> Task objective: Transcribe word for word the lines below from the line with "nhat-nguyen: yea this" through the line with "Principal Software Engineering Manager", ends included.

> Records to process:
· · · · · · ·

PR #67, opened 2023-11-29
Add matmul kernel test for CPU backend

nhat-nguyen:
Add the latest matmul triton tutorial as a test for the CPU backend. This exposed a bug in the TritonToLinalg pass where we need to initialize the init tensor with all zeroes first since allocated buffers aren't guaranteed to be zero-initialized.


python/examples/test_matmul.py
manbearian, line 1: i was hoping to avoid replicating the entire tutorial code. Is there a way we can import this?

manbearian (approved):
Looks good, my only feedback is around looking for a way to avoid replicating the existing tutorial code.

python/examples/test_matmul.py
nhat-nguyen: yea this turns out harder than i expected:
1) we need to modify the device type from `cuda` to `cpu` in the original code anyway
2) our project is independent from the tutorial code which lives in the `triton` repo, so we can't directly access those files anyway

manbearian:
Yes, no need to fix here... but we really need a way to address this... I wonder if we can modify the tutorials themselves with some conditional code to check if CPU is supported and test CPU back-end if it is?

ian Bearman
Principal Software Engineering Manager
AI Frameworks: Compilation and Optimization (Maia 100<https://azure.microsoft.com/en-us/blog/microsoft-azure-delivers-purpose-built-cloud-infrastructure-in-the-era-of-ai/> and beyond!)
Now hiring!<https://aka.ms/ianb.jobs>
#BlackLivesMatter
/* Making your AI faster, cheaper, smarter! */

· · · · · · ·

> Reply to the exercise:
nhat-nguyen: yea this turns out harder than i expected:
1) we need to modify the device type from `cuda` to `cpu` in the original code anyway
2) our project is independent from the tutorial code which lives in the `triton` repo, so we can't directly access those files anyway

manbearian:
Yes, no need to fix here... but we really need a way to address this... I wonder if we can modify the tutorials themselves with some conditional code to check if CPU is supported and test CPU back-end if it is?

ian Bearman
Principal Software Engineering Manager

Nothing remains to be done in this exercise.